Thursday, April 7, 2011

Sonnet 169 V.

Robert Southey’s poems on the slave trade are a series of sonnets expressing his objection and anger about the slave trade. In sonnet 5 Southey speaks on the issues of vengeance against the slave traders. The poem begins by painting an image of a slave murdering his master with sword. He uses strong, descriptive language to create a very vivid image for the reader like “thirsty blade” and “cold bosom”. These descriptions definitely work to put the reader in agreement with the actions of the slave. Southey feels strongly that the act would be justified and goes on to ask “who shall blame him?” Furthermore, the poem speaks to the simply liberties and freedoms that are now denied to the slave because of slavery. Things like friendship and love will never be able to be carried out by the slave how they were before being enslaved and that their homeland will forever be separated from them. All of these things forcefully traded for a life of slavery for someone else’s benefit.
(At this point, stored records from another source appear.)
PR #697, opened 2026-03-12
feat: add pre-flight checks for model method execution

### LINKED ISSUE #619: Support pre-flight validate method on models before method execution
## Problem

When a model method like `create` is executed, it goes straight to the API call with no pre-flight checks. If the inputs are invalid (e.g. a VPC CIDR range that overlaps with existing VPCs, or a region that doesn't support a given droplet size), the user only finds out via a raw API error response that is difficult to interpret.

**Real-world scenario encountered:**
1. User configures a VPC with CIDR `10.116.0.0/24`
2. Runs `create` method
3. DigitalOcean API returns a 422 with a JSON blob about overlapping ranges
4. User has to parse the raw error to understand the problem
5. This could have been caught before the API call by listing existing VPCs and checking for CIDR overlap

## Proposed Solution

If a model defines a `validate` method, swamp should automatically call it before executing the requested method (e.g. `create`, `update`). This gives models a hook to run pre-flight checks against live API state.

**How it would work:**

- Model authors define an optional `validate` method on their model
- Before executing any other method, swamp checks if `validate` exists and runs it first
- If `validate` fails (throws an error or returns validation errors), the method execution is aborted with a clear error message
- If `validate` succeeds, the requested method proceeds as normal

**Example use cases for validate:**
- VPC: Check existing VPCs for CIDR overlap before creating
- Droplet: Verify the image slug and size are available in the target region
- Load Balancer: Verify the target tag exists and has matching droplets
- Firewall: Verify referenced load_balancer_uids exist

## Scope of Changes

- **Model execution engine** — Add a pre-execution phase that checks for and runs a `validate` method before the target method
- **Extension model contract** — Document the `validate` method convention and what it should return (pass/fail with messages)
- **Workflow engine** — Ensure validation errors are surfaced clearly in workflow step output, distinct from execution errors
- **Code generation** — Auto-generated models could include common validation patterns (e.g. "does this resource name already exist")

This would catch configuration errors early with clear messages, rather than relying on raw API error responses after the fact.

stack72:
## Summary

Adds pre-flight checks that run automatically before mutating model methods (create/update/delete/action), catching invalid inputs early with clear error messages instead of letting them fail as raw API errors.

Closes #619

### Core Implementation
- `CheckDefinition` interface with `description`, `labels`, `appliesTo`, and `execute(context) => CheckResult`
- `CheckResult` with `pass: boolean` and optional `errors: string[]`
- Checks run automatically before mutating methods; read/list methods skip checks
- `isMutatingKind()` helper for method kind classification

### Extension Checks
- `ModelRegistry.extend()` accepts optional third `checks` parameter
- Extension checks merge with model-type checks; conflicts throw at registration time
- Extension checks format matches `methods`: array of `Record<string, CheckDefinition>`

### Definition-Level Check Selection
- `CheckSelection` type: `{ require?: string[]; skip?: string[] }` on definitions
- `skip` always wins (even over `require`)
- `require` checks are immune to CLI skip flags (`--skip-checks`, `--skip-check`, `--skip-check-label`)
- Validation warns on nonexistent check names and require/skip overlap

### CLI Flags
- `model method run`: `--skip-checks`, `--skip-check <name>`, `--skip-check-label <label>`
- `model validate`: `--label <label>`, `--method <method>` for check filtering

Southey is troubled, disappointed, and even enraged by the acts of slave traders. This poem explains Southey’s thinking that slaves would have had to feel the need for revenge against their “tyrant lords” to the point that their religion would have waivered. The Line “No more on heaven he calls with fruitless breath” gives light to his thinking that after praying and praying and seeing no results to better the situation of slavery many slaves must have given up on it altogether. The series of sonnets encompass a range of thoughts, emotions, feelings, and situations slaves went through and put a bit of Southey’s logic behind them.